We'd like to think that this will all be over relatively soon, that the perils from the pandemic will recede by the end of this year or by the end of the next. And right-wing politicians like Trump and Bolsonaro are glad to foster an illusion of safety so that they can justify trying to send people back to work for the benefit of the capitalist class. But these efforts by the reactionary political factions to downplay the crisis will only further seal the neoliberal world's dark fate.
In contrast to the efficient and well-calculated approaches to fighting the pandemic that socialist countries like China have carried out, the response from the capitalist countries has been hindered by numerous systemic obstacles towards effectively combating an outbreak. In the United States, which is where the most COVID-19 deaths have happened, these detrimental factors within capitalism have been the most obvious: lack of an adequate healthcare system amid decades of austerity, lack of a social safety net strong enough to maintain people's livelihoods during quarantine, a federal government that's been unwilling to seriously address the virus for fear of losing too many corporate profits, a reactionary population that is so fixated on "liberty" that they start calling COVID-19 a hoax, political polarization that makes it a partisan issue to take the pandemic seriously.
This situation is paralleled in Brazil, whose president has largely destroyed the social safety net and then implored people to ignore the movement restrictions put in place by the country's governors. This has caused Brazil to have the most COVID-19 deaths apart from the U.S. It's no wonder why the next two most-affected countries are Russia and India, or that Chile and the U.K. also rank within the top ten countries with the most deaths from the pandemic. All of these places have been deeply influenced by neoliberal policies, which has made them especially susceptible to the virus.

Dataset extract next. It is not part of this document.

PR #329, opened 2024-01-02
2.x.x - Add HBApplication.init(router:...)

adam-fowler:
Add `HBApplication(router:server:configuration:eventLoopGroupProvider:)`. Removes requirement for calling `buildResponder` therefore cleaner API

While most of them don't have openly denialistic leaders like Trump and Bolsonaro, their very economic systems are incompatible with the China-style measures that have been shown to defeat a pandemic. Under neoliberalism, people's ability to stay at home is limited by how much their bosses and their plutocrat-controlled governments are willing to let them shelter from the virus. Unlike in China, where millions of people were very effectively quarantined while the police did their shopping, the U.S. has undergone haphazard movement restrictions that the president tried to undermine long before they could have had a meaningful impact.
People have also been largely forced to violate the lockdown restrictions and the safety advice, because going back to work has often been their only way to keep access to housing, food, and healthcare. In the neoliberal world, the infrastructure and resources simply haven't been available to bring about a COVID-19 response that matches that of China, Vietnam, the DPRK, and other socialist nations.
The capitalist class within these neoliberal countries has even been able to use this cruel reality to make a case for forcing people back to work. The financial ruin, stress, and suicidal depression that poor people in neoliberal countries have experienced as a result of being in quarantine is portrayed as evidence that lifting the movement restrictions will cause more good than harm. Effectively fighting the pandemic, they've argued, would be too costly for our capitalist society.
Fitting the social-Darwinist nature of the system we live in, sacrificing the lives of those most vulnerable to the virus has been implicitly viewed as necessary for the wellbeing of the people who can afford a botched pandemic response. If the rich will be alright, the resolution is seen as good enough.